#### ASSIGNMENT
Could you reproduce all of the entries below without a single change?

[Saved entries]
____________
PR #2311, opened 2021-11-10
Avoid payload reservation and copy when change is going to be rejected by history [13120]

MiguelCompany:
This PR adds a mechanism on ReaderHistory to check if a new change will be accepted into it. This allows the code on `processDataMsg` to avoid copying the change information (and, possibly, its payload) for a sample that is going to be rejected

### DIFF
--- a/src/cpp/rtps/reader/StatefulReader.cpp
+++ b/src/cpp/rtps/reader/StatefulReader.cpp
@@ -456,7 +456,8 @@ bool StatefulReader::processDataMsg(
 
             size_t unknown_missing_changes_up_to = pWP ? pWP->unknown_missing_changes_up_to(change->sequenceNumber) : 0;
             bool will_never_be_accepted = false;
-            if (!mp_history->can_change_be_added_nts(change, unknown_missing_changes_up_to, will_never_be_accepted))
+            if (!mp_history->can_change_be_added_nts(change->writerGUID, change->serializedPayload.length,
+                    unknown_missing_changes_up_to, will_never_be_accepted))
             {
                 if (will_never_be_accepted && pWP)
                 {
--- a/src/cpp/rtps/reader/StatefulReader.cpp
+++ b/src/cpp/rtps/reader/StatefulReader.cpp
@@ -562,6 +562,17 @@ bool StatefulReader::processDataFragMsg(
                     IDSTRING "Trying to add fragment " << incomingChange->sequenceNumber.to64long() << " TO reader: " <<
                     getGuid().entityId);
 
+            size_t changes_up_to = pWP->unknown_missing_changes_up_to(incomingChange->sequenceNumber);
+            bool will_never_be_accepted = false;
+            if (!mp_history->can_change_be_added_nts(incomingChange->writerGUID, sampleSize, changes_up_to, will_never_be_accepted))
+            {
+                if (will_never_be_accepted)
____________
#### ANSWER TO THIS EXERCISE
PR #2311, opened 2021-11-10
Avoid payload reservation and copy when change is going to be rejected by history [13120]

MiguelCompany:
This PR adds a mechanism on ReaderHistory to check if a new change will be accepted into it. This allows the code on `processDataMsg` to avoid copying the change information (and, possibly, its payload) for a sample that is going to be rejected

### DIFF
--- a/src/cpp/rtps/reader/StatefulReader.cpp
+++ b/src/cpp/rtps/reader/StatefulReader.cpp
@@ -456,7 +456,8 @@ bool StatefulReader::processDataMsg(
 
             size_t unknown_missing_changes_up_to = pWP ? pWP->unknown_missing_changes_up_to(change->sequenceNumber) : 0;
             bool will_never_be_accepted = false;
-            if (!mp_history->can_change_be_added_nts(change, unknown_missing_changes_up_to, will_never_be_accepted))
+            if (!mp_history->can_change_be_added_nts(change->writerGUID, change->serializedPayload.length,
+                    unknown_missing_changes_up_to, will_never_be_accepted))
             {
                 if (will_never_be_accepted && pWP)
                 {
--- a/src/cpp/rtps/reader/StatefulReader.cpp
+++ b/src/cpp/rtps/reader/StatefulReader.cpp
@@ -562,6 +562,17 @@ bool StatefulReader::processDataFragMsg(
                     IDSTRING "Trying to add fragment " << incomingChange->sequenceNumber.to64long() << " TO reader: " <<
                     getGuid().entityId);
 
+            size_t changes_up_to = pWP->unknown_missing_changes_up_to(incomingChange->sequenceNumber);
+            bool will_never_be_accepted = false;
+            if (!mp_history->can_change_be_added_nts(incomingChange->writerGUID, sampleSize, changes_up_to, will_never_be_accepted))
+            {
+                if (will_never_be_accepted)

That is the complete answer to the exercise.